> _SUPPLIED MATERIAL_
PR #368, opened 2018-08-20
Changing the constant for the apiserver sync resource state timeout

subhankarc:
* Changing the constant to make this function generic
* Increasing the value to 175, as default http timeout is 180. Kepping it little lower than that.

The same will be done as part of BOSH manager PR in master branch

### DIFF
--- a/common/constants.js
+++ b/common/constants.js
@@ -233,7 +233,7 @@ module.exports = Object.freeze({
     }
   },
   APISERVER: {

> _WHAT YOU WILL DO_
If a line of the data above contains "constants", copy it out.

> _RESULT_
--- a/common/constants.js
+++ b/common/constants.js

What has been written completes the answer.